Subject: Re: [boost] Futures (was: Re: [compute] Some remarks)
From: Niall Douglas (s_sourceforge_at_[hidden])
Date: 2015-01-12 10:30:29
On 7 Jan 2015 at 12:40, Thomas Heller wrote:
> > What is missing on POSIX is a portable universal kernel wait object
> > used by everything in the system. It is correct to claim you can
> > easily roll your own with a condition variable and an atomic, the
> > problem comes in when one library (e.g. OpenCL) has one kernel wait
> > object and another library has a slightly different one, and the two
> > cannot be readily composed into a single wait_for_all() or
> > wait_for_any() which accepts all wait object types, including
> > non-kernel wait object types.
> Exactly, this could be easily achieved by defining an appropriate API for the
> shared state of asynchronous operations, the wait functions would then just
> use the async result objects, which in turn use to wait the functionality as
> implemented in the shared state.
You still seem to be assuming the existence of a shared state in wait
I suppose it depends on how you define a shared state, but for that
non-allocating design of mine the (a better name) "notification
target" is the promise if get_future() has never been called, and the
future if get_future() has ever been called. The notification target
is kept by an atomic pointer, if he is set he points at a future
somewhere, if he is null then either the promise is broken or the
target is the promise.
> A portable, universal kernel wait object is
> not really necessary for that.
I think a portable, universal C API kernel wait object is very
necessary if C++ is to style itself as a first tier systems
We keep trivialising C compatibility, and we should not.

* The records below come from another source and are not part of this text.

PR #2884, opened 2021-04-09
injecting error code into execution on boundary / start error event

borispran:
Motive for this feature is to enable generic BPMN error handling without the need to know in workflow design-time which error code will be thrown. 

ErrorEventDefinition gets three new properties:
- String errorVariableName, name of the variable containing error code, default null
- Boolean errorVariableTransient, whether variable should be transient, default true
- Boolean errorVariableLocalScope, whether variable should be stored in local scope, default true

If errorVariableName is not set nothing gets injected, this way backward compatibility is maintained, else, error code is stored into named variable. Scope and transience depends on flags.

Unit testing and documentation is missing since these are just proposed changes.

### DIFF
--- a/modules/flowable-ui/flowable-ui-modeler-frontend/src/main/resources/static/modeler/i18n/en.json
+++ b/modules/flowable-ui/flowable-ui-modeler-frontend/src/main/resources/static/modeler/i18n/en.json
@@ -730,6 +730,20 @@
             "DESCRIPTION" : "Define the error name."
           }
         },
+        "ERRORVARIABLEPACKAGE" : {
+          "ERRORVARIABLENAME" : {
+            "TITLE" : "Error variable name",
+            "DESCRIPTION" : "Define the error variable name."
+          },          
+          "ERRORVARIABLETRANSIENT" : {
+            "TITLE" : "Store as transient variable",
+            "DESCRIPTION" : "Flag defines whether a variable will be stored transiently."
+          },
+          "ERRORVARIABLELOCALSCOPE" : {
+            "TITLE" : "Store to a local scope",
+            "DESCRIPTION" : "Flag defines whether variable will be stored to a local scope."
+          }          
+        },
         "ESCALATIONREFPACKAGE" : {
           "ESCALATIONREF" : {
             "TITLE" : "Escalation reference",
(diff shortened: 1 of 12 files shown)


modules/flowable-ui/flowable-ui-modeler-frontend/src/main/resources/static/modeler/i18n/en.json
```diff
@@ -730,6 +730,20 @@
...
           }
         },
+        "ERRORVARIABLEPACKAGE" : {
+          "ERRORVARIABLENAME" : {
+            "TITLE" : "Error variable name",
+            "DESCRIPTION" : "Define the error variable name."
+          },          
+          "ERRORVARIABLETRANSIENT" : {
+            "TITLE" : "Store as transient variable",
+            "DESCRIPTION" : "Flag defines weather a variable will be stored transiently."
```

> Not everyone wants to pay for the cost of a
> kernel transition.
You appear to assume a kernel transition is required.
My POSIX permit object can CAS lock spin up to a certain limit before
even considering to go acquire a kernel wait object at all, which I
might add preferentially comes from a user side recycle list where
possible. So if the wait period is very short, no kernel transition
is required, indeed you don't even call malloc.
That said, its design is highly limited to doing what it does because
it has to make hard coded conservative assumptions about its
surrounding environment. It can't support coroutines for example, and
the fairness implementation does make it quite slow compared to a CAS
lock because it can't know if fairness is important or not, so it
must assume it is. Still, this is a price you need to pay if you want
a C API which cannot take template specialisations.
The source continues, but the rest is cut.